French onion soup is a grand classic in France. But they don’t call it French onion soup. They call it . . . “soupe à l’oignon.” It’s just plain ole onion soup in French. Fancy that.
Remember my exciting plans for a blog schedule? The one that started this very week? Maybe you didn’t notice, but it was Faith yesterday, Food today.
Well. Life laughs at our best-laid plans, doesn’t it? Because the day after I announced that grand plan, I was offered a tutoring job at a private school, two full days a week (that I am forced to take, considering our current financial situation).
And this tutoring situation will not simply be my usual English as a Second Language gig, which is a no-brainer for me. No. I’m going to have to tutor senior high school students, helping them to analyze literary works. And I just got the class list: Brecht’s “Mother Courage and her Children,” along with Euripides’ “Medea,” and Hibberd’s “The Winter of the World: Poems of the Great War.” That’s just to name a few. I’ve read none of them, of course.
And I thought I was well read.
So there’s a chance my grand plans will be derailed, and writing/blogging will have to take a back burner to life, family and financial obligations. But now that my initial panic is over, I’ve decided it will all be okay. I can handle it. I’ll do what I can and I’ll enjoy it.
I also have to take the rest of this week off, however, because I’m losing all sensation in my hands from carpal tunnel. Again. So I’m just going to give a little snippet this week on France and Family, the two categories that will not be getting a post.
France – the school where I’m working is in a beautiful old neighborhood with wide, tree-lined avenues and really old horse stables nearby. I think it will be a fun place to go two times a week, and I’m sure I will be inspired to take lots of cool French pictures.
Also, we are going to Normandy this weekend for a church retreat, so there might be a good French post next Thursday with photos from our trip. I’m not sure where we’ll be, though, and what’s in the area.
Family – William is really relishing the fact that he speaks English now. And it’s melting my heart listening to it.
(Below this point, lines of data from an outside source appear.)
Issue #1585, opened 2020-01-21
Overhaul test-suites


fendor:
A single test-run takes a huge amount of time and, by now, we have a huge array of VM tests.
Currently, we have the resulting matrix of test-runs:

Tool\GHC|8.4.2|8.4.3|8.4.4|8.6.1|8.6.2|8.6.3|8.6.4|8.6.5|8.8.1
-------------|-------|-------|------|------|-------|-------|------|-------|------
Cabal| :x: | :x: | :heavy_check_mark: | :x: | :x: | :x: | :x: | :heavy_check_mark: | :heavy_check_mark: 
Stack| :heavy_check_mark: | :heavy_check_mark: | :heavy_check_mark: | :heavy_check_mark: | :heavy_check_mark: | :heavy_check_mark: | :heavy_check_mark: | :heavy_check_mark: | :heavy_check_mark: 

Resulting in *12* VMs to just build in every configuration, making it *36* VMs for every supported operating system: `Linux` | `MacOs` | `Windows`.

Tests take roughly [20 minutes](https://dev.azure.com/hvriedel/hvriedel/_build/results?buildId=53&view=logs&jobId=64f90618-c831-5d6e-048c-9ed6a9978957&j=0b3c19db-1883-5045-2e73-dfcdc072cf72&t=30056a90-ec38-5fcc-e0a9-b417dc28a579) or even more (on my machine 26 min) to run. 

To make the matter worse, we should have tests where *only* either `cabal` or `stack` is installed and both.

What I want to discuss in this post is an overhaul of the test system with the following points:
* Functional tests `import suggestions` are incredibly slow
  * Demote them to `unit-tests`
* Prefer `direct` cradle over stack cradle
  * On my system a call to `stack repl` takes roughly `1.5s`,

He likes to remind me where he is every time he sees me, especially if my back is to him. “I’m dere Mommy,” he calls out. “Maman I’m dere.”
I love when he’s dere.
Now. Back to the food, because this is a food post, right? Onion soup?
The hardest thing about making onion soup is going out and buying those darned mini soup tureens that can go into the oven. (My sister is visiting and she bought some for me).
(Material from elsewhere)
PR #1594, opened 2020-01-23
Drop GHC version 8.6.1, 8.6.2 and 8.6.3 (#1592)

### LINKED ISSUE #1592: Drop support for GHC 8.6.3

And yes, I suppose the onion part takes a tiny bit of effort too. Take four small to medium onions and slice them thinly.
Melt 50g of butter (2 oz).
Add a teaspoon of large sea salt and a quarter teaspoon of white pepper. Fry them, and when they first start to brown, turn the heat way down and cover them. Cook them like that for nearly and hour, stirring every so often.
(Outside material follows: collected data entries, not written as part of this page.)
PR #1597, opened 2020-01-24
Fix error message parsing to import types

fendor:
Fix error message parsing to enable HsImport plugin to import Types.
Moreover, fix generation of Code Actions to avoid cases
where the same Code Action was displayed multiple times.

Overall tests for HsImport actions are lacking. This problem flew under the radar since I initially wrote the feature of import-lists.

### DIFF
--- a/src/Haskell/Ide/Engine/Plugin/HsImport.hs
+++ b/src/Haskell/Ide/Engine/Plugin/HsImport.hs
@@ -339,7 +339,7 @@ codeActionProvider plId docId _ context = do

Meanwhile, cut 8 rounds of thick bread, butter them and put them in the oven. Bake for about 20 minutes until they are like large croutons. (I used gluten free).
When the onions are finished, add a half tablespoon of sugar and then stir 5 more minutes over a small flame.
It’s time to make it soupy. Add a cup of white wine (we use alcohol free), 6 cups of water and 2 large beef bouillon cubes. You’ll need a bay leaf and a sprig of thyme, which you will remove when the soup is done. Cook that uncovered until it boils, and when it does come to a boil, lower the heat and let it simmer uncovered for another 20 minutes.
Place one of the toasts in the bottom of each mini soup tureen, and cover it with grated swiss cheese (not shown here). Maybe a small handful?
Ladle in the soup until it’s almost to the top and put a second toast on top.
After that, you need only sprinkle more Swiss cheese and a bit of nutmeg and white pepper. This mixture will stay nicely on top because the piece of bread floats.
Broil the soup for 5 to 10 minutes until it’s brown.
And then eat it hot, hot, hot.
Eat it! It’s dere!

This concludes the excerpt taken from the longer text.